Base legal: Lei 12.305/2010 (Política Nacional de Resíduos Sólidos).
Quem fiscaliza: órgão ambiental (estadual e municipal predominantemente, IBAMA em casos federais).
Resíduos cobertos: resíduos sólidos urbanos não-domiciliares + perigosos + da construção civil + de mineração + agroindustriais + de logística reversa, etc.
PGRSS — Plano de Gerenciamento de Resíduos de Serviços de Saúde
Aplicação: estabelecimentos de saúde — hospitais, clínicas, laboratórios, drogarias, farmácias, consultórios, postos de saúde, banco de sangue, necrotérios, serviços de imagem com radioativos, etc.
Base legal: RDC ANVISA 222/2018 + Resolução CONAMA 358/2005.
Quem fiscaliza: ANVISA + vigilância sanitária + órgão ambiental.
Resíduos cobertos: classes específicas de RSS (A, B, C, D, E).
As 5 classes de RSS (PGRSS)
Classe A — Infectantes
Resíduos com possível presença de agentes biológicos:
- A1: tecidos, órgãos, sangue
- A2: animais de pesquisa, microrganismos
- A3: peças anatômicas humanas
- A4: outros infectantes
- A5: agentes com risco biológico maior
Acondicionamento: saco branco leitoso, símbolo de risco biológico.
Classe B — Químicos
Resíduos com substâncias químicas perigosas:
- Quimioterápicos
- Medicamentos vencidos
- Mercúrio, prata, chumbo
- Reagentes laboratoriais
- Saneantes específicos
Acondicionamento: específico por composto.
Classe C — Radioativos
Resíduos com radionuclídeos:
- Materiais de medicina nuclear
- Iodo radioativo
- Tecnécio
Regulamentação adicional: CNEN (Comissão Nacional de Energia Nuclear).
Classe D — Comuns
Não perigosos, equiparados a resíduos domiciliares:
- Papel
- Plástico
- Restos de comida
- Embalagens não contaminadas
Classe E — Perfurocortantes
- Agulhas
- Bisturis
- Lâminas
- Vidros
- Ampolas quebradas
Acondicionamento: caixa rígida amarela.
Confundir classe A com D (descartar gaze contaminada como lixo comum, p.ex.) é falha grave — risco biológico real + autuação da Vigilância Sanitária + risco trabalhista.
Conteúdo do PGRS
- Diagnóstico dos resíduos gerados (tipos, quantidades)

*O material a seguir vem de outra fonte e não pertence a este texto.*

PR #495, opened 2025-12-27
492-most-recently-recorded-audio-doesnt-playback-after-syncing

LeviXIII:
- Implement audio attachment availability checks and cache clearing on updates.
- Refactor audio availability logic in CodexCellEditorProvider and update AudioPlayButton and CellContentDisplay components to clear cached audio data when attachments change.


BenjaminScholtens (approved):
works good

PR #538, opened 2026-01-22
System message editing

Luke-Bilhorn:
Ticket 407- Added a system message editing step to the startup sequence, and fixed related bugs.

### DIFF
--- a/src/globalProvider.ts
+++ b/src/globalProvider.ts
@@ -28,6 +28,7 @@ export abstract class BaseWebviewProvider implements vscode.WebviewViewProvider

- Classificação conforme NBR 10.004
- Sistemas de armazenamento, coleta, transporte
- Tratamento e disposição final
- Plano de minimização (3R)
- Metas
- Responsabilidades
- Cronograma
Conteúdo do PGRSS
- Diagnóstico dos RSS gerados por classe
- Procedimentos para segregação na origem
- Acondicionamento conforme classe
- Armazenamento temporário e externo
- Transporte interno e externo
- Tratamento (autoclavação, incineração, etc.)
- Disposição final
- Programa de qualificação de pessoal
- Indicadores e metas
- Plano de contingência
Quem precisa de qual
| Estabelecimento | PGRS | PGRSS | |---|:---:|:---:| | Hospital | × | ✓ | | Indústria de alimentos | ✓ | × | | Drogaria/farmácia | × | ✓ | | Laboratório de análises clínicas | × | ✓ | | Indústria farmacêutica | ✓ | × | | Construção civil | ✓ | × | | Consultório médico/odontológico | × | ✓ | | Banco de sangue | × | ✓ | | Centro de pesquisa biomédica | × | ✓ | | Restaurante | ✓ | × | | Salão de beleza com procedimentos | × | ✓ |
Documentação correlata
Ambos exigem:
- Contratos com transportador e destinador
- MTRs (Manifestos de Transporte de Resíduos)
- CDF (Certificado de Destinação Final)
- Licenças dos prestadores
Conclusão
PGRS para empresa geral. PGRSS para serviço de saúde. Quem tem operação mista (laboratório dentro de indústria, p.ex.) pode precisar dos DOIS. Diagnóstico inicial bem feito evita autuação por escolher o errado.